=== Section Start ===

PR #2176, opened 2015-08-05
Fix positioning of edit popup

leefish:
Edit popup does not work on some themes due to the use of relative
positioning; this fixes the issue

### DIFF
--- a/jscripts/jquery.plugins.js
+++ b/jscripts/jquery.plugins.js
@@ -504,6 +504,13 @@
 
 			// Setup popup menu
 			var offset = el.offset();
+			
+			var el_parent = el.get(0).parentNode;
+			var popup_parent = popup_menu.get(0).parentNode;
+			if (el_parent === popup_parent)
+			{
+			  offset = el.position();
+			}
 			offset.top += el.outerHeight();
 
 			// We only adjust if it goes out of the page (?)


Cu8eR:
Good catch!

Stefan-ST:
@leefish Please create a ticket before submitting a pull request. This make it much easier for us to manage bugs.

Destroy666x:
Not sure what the fix does yet and hopw to reproduce the issue, but it's definitely incomplete:
- jquery.plugins.min.js is not affected by the change
- the `ver` parameter of the plugin file is not updated to `1806` in templates/files which load it

leefish:
Here is the post that covers the isue:

http://community.mybb.com/thread-159067.html

I am unsure how to create a ticket. If the code as is is acceptable then I will also do the min.js and the template changes

Destroy666x:
The ticket is ok but you should add at least 3 labels (version, bug/enhancement, status) and set the milestone.

The code seems acceptable, but the edit popup menu is 2 pixels too high compared to the previous position when I test it. The multipage popup is still ok on the other hand.

leefish:
So removing the margin completely in the css would fix it? It seems like it is the css that is the issue rather than the js, and that is theme related (css).

Destroy666x:
It's JS related because without this commit the `margin` doesn't affect the popup position negatively. And we can't expect every element with popup menu to have no `margin` in themes/plugins, same way as we can expect to have different positioning of `#content`.

I guess it's related somehow to the lack of margins in `outerHeight()` - no `true` for the 1st argument there: http://stackoverflow.com/a/12749875 But it seems to be slightly mispositioned to the bottom when `true` is added. Should be something in the middle.

leefish:
Ok, this code in the pull is the fix I have: if it is unsuitable and instead the current situation is more acceptable then just don't accept the fix. If you want to accept what I do have, then I will make the other changes. Personally, I find fixing the margin on a popup in a theme a lesser restriction than positioning of content.

Let me know.

Sama34:
How would a CSS solution look?

leefish:
What do you mean by a css solution? 

The js as it is does not position the dropdown correctly if the parent element is relatively positioned - that relative position means that the offset can be way off the page. All my addition does is add if the dropdown is appearing by a click on the parent element then position it to the element that was just clicked on instead of some other element such as the posts container, or the content div, all of which would break the dropdown.

Of course, because of my "fix" then changing the margin on the edit popup css will of course move the popup about - which is really what you want if designing a theme - control over placement. 

In the current default theme that would mean changing the css for the margin. No doubt Destroy is worried about all the custom themes out there; indeed, so am I , and quite a lot of them are broken in this regard, ie the edit popup is all over the shop.

Sama34:
This should be fixed regardless of custom themes out there.
There are some already broken anyways as you said.

Eric-Jackson:
If the only issue is it being offset by the margin, just calculate that in.

    if (el_parent == popup_parent)
    {
    	offset = el.position();
    	offset.top += el.outerHeight(true) - parseInt($(el).css("marginBottom"), 10);
    }
    else {
    	offset.top += el.outerHeight(true);
    }

leefish:
I dont feel that adding a css margin bottom to the js is the right way to go; now we would have the issue of css in the javascript to fix an issue in the css file.....

Eric-Jackson:
I believe you're missing what the code does. There's no CSS here, it's only "disregarding" any bottom margin if there is one. Margin-top on the popup container will still adjust the position of the popup, meaning the code doesn't limit it.

Eric-Jackson:
This would be a CSS issue if popups were being rewritten and fixed entirely (a pure CSS solution), however without making that leap I think this solution is the correct one.

leefish:
Yea, but the "issue" is the postbit button has a margin applied; the popup is positioned with the unstyled element as base. I think it would be a oneliner in the css to position the margin of the edit pop-up container to the postbit edit button. 

I am really not keen on a solution where the js incorporates the css when the css can be adjusted to make it work, ie I would rather add to the global stylesheet than add css in the js.

Eric-Jackson:
The elements aren't always related in the HTML (Sometimes they're siblings, but sometimes the popup is appended to the body), so a CSS solution would probably be convoluted. That's why I mentioned that only if they were being rewritten correctly would CSS be the answer. Of course `margin-bottom: 0;` might be a fix in CSS, but you start to run into issues when you stack buttons and things like that.

And example fix that you're thinking might look something like this:

```css
.postbit_buttons > a + .popup_menu {
    margin-top: -5px;
}
```

Which only targets one element, so any new buttons theme developers add they will have the same issue (And again they can only correct it when the popup_menu is a sibling of the toggle).

leefish:
Yea, but Destroy did say in his testing that it was only the edit button that was the issue - that with the other button (the one with the thread options) the margin issue isnt there. Thus it is the margin css being inherited from the postbit button?

Eric-Jackson:
But an issue regardless, and only 2px when that's the margin applied to a popup trigger. It's not an issue with thread options because your code doesn't target it (popup is appended to the body). So any popups developers add will have the same issue because they'll likely be sibling elements.

leefish:
Exactly, they add a new element as part of the theme and so can target it in the theme files ie the css

Eric-Jackson:
But making them add redundant code is sloppy, especially considering that you're not allowing them to have a bottom margin on their popup triggers.

Destroy666x:
> But an issue regardless, and only 2px when that's the margin applied to a popup trigger. 

Not if there's an element with bigger margin as I mentioned. You can't expect everyone to have popup openers with 2px or less margin. And we shouldn't fix one issue by breaking another thing.

Everything that can be done with CSS can be automatically and reliably done with JS without expecting developers to add their own CSS each time. The fix here would be something simple like:
```js
			popup_menu.css('marginTop', el.css('marginTop'));
```
so always adding the same margin to the popup menu based on the popup caller. Done, no problems anymore (at least I can't find any).

Also, please use tabulation rather than spaces next to `offset` and either wrap the added code with comments (check for reference: https://github.com/mybb/mybb/issues/2199#issuecomment-141424586) or move it to a MyBB JS file by extending `popupMenu`.

JN-Jones:
Whats with this now? @Eric-Jackson apparently started to do some additional work but this PR is still open without any discussion for more than a year. Also with @leefish not active currently I'm not sure how we can handle this without keeping it open until 1.8 reaches EOL

Eric-Jackson:
My PR can't be accepted because it changes CSS. You'd probably just have to replicate what @leefish did with her PR.

Ben-Conway:
There's no point in having this open, there has been no movement on this for ages.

=== Section End ===

# [Assignment]
Nothing but a number is wanted: report how many lines in the entries above contain the string "files".

# [Result of the task]
2